I will explain better:
In general it is never a spatial safety violation to give out more space than requested but the caller will not know (nor it should be required to know) how much extra memory is committed to the allocation.
In the absence of M_ZERO, this creates a situation in which the caller can be expected to take responsibility for initializing the memory it requests. If there are leaks through padding, for instance, it is not the allocator's fault.

However, in the CHERI world (and arguably also in the non-CHERI world), the caller can access outside of the requested bounds if the allocator committed a larger chunk of memory (e.g. a 64 bytes UMA block for a 48 bytes requested size).
Again, in the absence of M_ZERO, the allocator will not initialize this memory, so it is practically possible to leak data and capabilities from a previous kmalloc allocation that used the whole 64 bytes block. Interestingly this is picked up by KASAN.
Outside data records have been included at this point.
PR #4659, opened 2020-01-17
[CentralDashboard] Namespace defaulting and validation

### LINKED ISSUE #3863: [CentralDashboard v2] Default namespace to OwnedNamespace or Kubeflow
## About:
`Select namespace` as a state makes little sense as it:
- Causes unnecessary User Interactions on the dashboard
- Leads to an uneven UX for sub-apps that don't handle a non-selected namespace

### Meta:
/kind feature
/priority p1
/area centraldashboard
/area front-end
/assign @avdaredevil 
/cc @kimwnasptd @prodonjs

avdaredevil:
## About
This PR introduces a validation layer into the namespace selector (anytime namespaces or selected is changed):
- Defaulting logic added for Namespace selector:
  - If namespace selected is valid, keep
  - If there is an owned namespace, use that
  - If not, go for `kubeflow` if available
  - If not, leave unselected
- Invalidate a namespace that's not part of `namespaces` and use the logic defined above

### Meta
/area centraldashboard
/area front-end
/priority p1
/assign @avdaredevil
/cc @kwasi @prodonjs

---
This change is [Reviewable](https://reviewable.io/reviews/kubeflow/kubeflow/4659)

### DIFF
--- a/components/centraldashboard/public/components/namespace-selector.js
+++ b/components/centraldashboard/public/components/namespace-selector.js
@@ -161,12 +161,9 @@ export class NamespaceSelector extends PolymerElement {
         const {namespaces} = this;
         if (!namespaces) return;
         const nsSet = new Set(namespaces.map((i) => i.namespace));
-        const owned = namespaces.find((n) => n.role == 'owner');
-
         if (nsSet.has(this.selected)) return;
 
-        // eslint-disable-next-line
-        console.log({own: (owned||[]).namespace, namespaces, ns: this.selected, yeah: namespaces.includes('kubeflow')});
+        const owned = namespaces.find((n) => n.role == 'owner');
         this.selected = (owned && owned.namespace)
             || (nsSet.has('kubeflow')
                 ? 'kubeflow'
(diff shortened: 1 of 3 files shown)


components/centraldashboard/public/components/namespace-selector.js
```diff
@@ -153,6 +154,24 @@ export class NamespaceSelector extends PolymerElement {
...
+     */
+    validate() {
+        const {namespaces} = this;
+        if (!namespaces) return;
+        const nsSet = new Set(namespaces.map((i) => i.namespace));
+        if (nsSet.has(this.selected)) return;
+
+        const owned = namespaces.find((n) => n.role == 'owner');
+        // eslint-disable-next-line
+        console.log({own: (owned||[]).namespace, namespaces, ns: this.selected, yeah: namespaces.includes('kubeflow')});
```
prodonjs: I don't think there are any other `console.log` statements for non-error conditions so I'd suggest removing ithis.

avdaredevil: Good catch, I forgot to remove this line. Thanks!

avdaredevil: Good catch, I forgot to remove this before submitting the PR. Thanks!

This becomes increasingly tricky with unrepresentable sizes, because you can not guarantee that it is possible to narrow bounds exactly in all cases, so you still need zero-initialization to protect against data/capability leaks across kmalloc callers.
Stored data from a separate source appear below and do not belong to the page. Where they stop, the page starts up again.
PR #4662, opened 2020-01-17
[CentralDashboard] Registration flow onError delay removed

avdaredevil:
## About
There should be no delay in registration flow retry if an error comes back early. This PR fixes that

### Meta
/area centraldashboard
/area front-end
/priority p1
/assign @avdaredevil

This patch use of bounds is really about reducing the need for zero-initialization. I think there are essentially 3 options:

1. Imply M_ZERO for every allocation where real_size > requested_size
2. When not M_ZERO, clear the extra committed space between alloc + requested_size and alloc + real_size. Note that this can end up zeroing a significant chunk of memory (e.g. requested_size = 32K + 1 will use a 64K block and clear 32K - 1 bytes.
3. When not M_ZERO, set bounds of the capability up to the next representable boundary and only clear the region [alloc + requested_size, alloc + representable_size]. For small allocations < PAGE_SIZE we never have to zero anything and for larger one we may have to clear some bytes, but it should generally be less than the whole padding region.

The root cause is using shared UMA zones across different C types, but this is a deeper issue.
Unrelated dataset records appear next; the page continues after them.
PR #5387, opened 2020-11-08
Making e2e tests better.

naveensrinivasan:
The goal is to make the `e2e` testing better and be able to run them either on a `production` like cluster or use something like with an in-memory cluster  [kind](https://github.com/kubernetes-sigs/kind) with using [sigs.k8s.io/controller-runtime/pkg/envtest](sigs.k8s.io/controller-runtime/pkg/envtest). 

 This also provides a measurable `coverage` on tests.

The changes in this PR

* Use `ginkgo` and `gomega` as the testing framework
* Use [sigs.k8s.io/controller-runtime/pkg/envtest](sigs.k8s.io/controller-runtime/pkg/envtest)  for testing the API
* Separate out `e2e` tests with notebook_controller_integration_test.go and notebook_controller_envtest_test.go
* notebook_controller_integration_test.go - Expects the notebook controller to run to satisfy the desired state. The ginkgo runner can identify these tests using `--focus="E2E TEST:"`. This can be configured to use an actual `k8s` cluster like `kind` or a larger cluster.
* notebook_controller_envtest_test.go - Expects the API Server to accept the requests for the notebook and does not expect the tests to run the notebook controller to satisfy the desired state. This can be used as a quick sanity test.
* Makefile - The changes to the Makefile are
   +  Downloading and setting up `kind` cluster.
   + Downloading and setting up `ENV` tests.
   + Downloading `ginkgo`
   + Running `e2e` tests

This is based on my other PR https://github.com/kubeflow/kubeflow/pull/5378 which is still in review.


naveensrinivasan:
@yanniszark Took your idea and opened this PR to have the `e2e` tests better. I would appreciate your feedback.

yanniszark:
@naveensrinivasan thanks a lot for the PR, a couple of general comments:
- I believe the standard practice is for E2E tests to live in a separate top-level folder, as they test the whole software, not just one package of it. So I don't think we should put an E2E test under `controllers`. How about adding an `e2e` top-level folder?
- I see you used kind, I've heard of it before. Personally, I have used `k3d`, because it is super fast (11,6s cluster creation time on my PC). How does kind fare? To give you an example, I made a recent blog post about how we used k3d for e2e testing in a recent project:
https://www.arrikto.com/devops/k3d-github-actions-kubernetes-e2e-testing-made-easy/
https://github.com/arrikto/oidc-authservice/blob/master/e2e/e2e_test.go

In addition, I would propose having the cluster-creation logic in Go (not Makefile), so we can have more control (e.g., check an envvar and skip creation if it is set, to support existing clusters). Example code:
https://github.com/arrikto/oidc-authservice/blob/2015dee56f3ee7e7b24a7d90cdb7c932d044b8fb/e2e/e2e_test.go#L416 (you can separate the set image part).

So, the next steps I would recommend are:
1. Create a top-level folder named `e2e` and add a new test (e.g., `e2e/notebook_test.go`).
1. Write the E2E test. Mostly the same as what you have, but also code to:
    - Create the cluster or using existing one, controlled by an envvar.
    - Apply the manifests to deploy the notebook-controller (here we can also explore starting the controller with `go run`, for a quicker test).

What do you think?

naveensrinivasan:
Appreciate the feedback.

-  I agree with the E2E being a top-level folder.
- Yes, `k3d` is way faster than `kind` and it makes sense to use that over `kind`.
- I can move the code to `go` for cluster creation. Thanks to your existing code, I can reuse some of them.

>Apply the manifests to deploy the notebook-controller (here we can also explore starting the controller with go run, for a quicker test).

I understand the manifest deployment with `go`, but I don't understand using `go run` for it.  Could you probably expand on it?

yanniszark:
> I understand the manifest deployment with go, but I don't understand using go run for it. Could you probably expand on it?

What I meant is that once you have a cluster, you can deploy the controller either with a docker image and YAML (closer to the real environment but slower, better for CI) or by using `go run <>` (faster but less realistic, better for development).

naveensrinivasan:
closing this for https://github.com/kubeflow/kubeflow/pull/5400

Anyway, I agree that having a knob to turn it off is useful, and I will add one.

[bsdjhb]

Hmmm, I guess part of what threw me off is that in the original PR comment, bullet point 4 seems to be option 2, so it read like we were doing both 1 and 2. I do think of the available options I prefer something along the lines of option 2) for allocations <= PAGE_SIZE (which avoids the need for the extra complications to re-derive bounds for allocations using the small UMA buckets which I think are most likely to be potential hot paths) and option 3) for allocations > PAGE_SIZE. In the case of option 3, one thing you might consider is seeing if you can arrange for the layer that allocates VM pages to know about the padding area and try to allocate zeroed pages for the padding in the !M_ZERO case to avoid having to zero if the pages are already zeroed.

[qwattash]

Hmmm, I guess part of what threw me off is that in the original PR comment, bullet point 4 seems to be option 2, so it read like we were doing both 1 and 2. I do think of the available options I prefer something along the lines of option 2) for allocations <= PAGE_SIZE (which avoids the need for the extra complications to re-derive bounds for allocations using the small UMA buckets which I think are most likely to be potential hot paths) and option 3) for allocations > PAGE_SIZE. In the case of option 3, one thing you might consider is seeing if you can arrange for the layer that allocates VM pages to know about the padding area and try to allocate zeroed pages for the padding in the !M_ZERO case to avoid having to zero if the pages are already zeroed.

I could have phrased it a bit better probably. I think allocating zeroed pages though malloc_large is feasible, although I wonder whether it is just better to imply M_ZERO at that point and let/teach the underlying allocation pick zeroed pages. Plumbing it through UMA zones up to 64K is probably complicated because items will never return to the VM allocator (I need to re-check what UMA actually does, but I think it tries at least to cache small buckets of items larger than PAGE_SIZE). I would need to teach UMA to swap the physical pages from underneath the allocation with something zeroed and would have implications for ctors/dtors.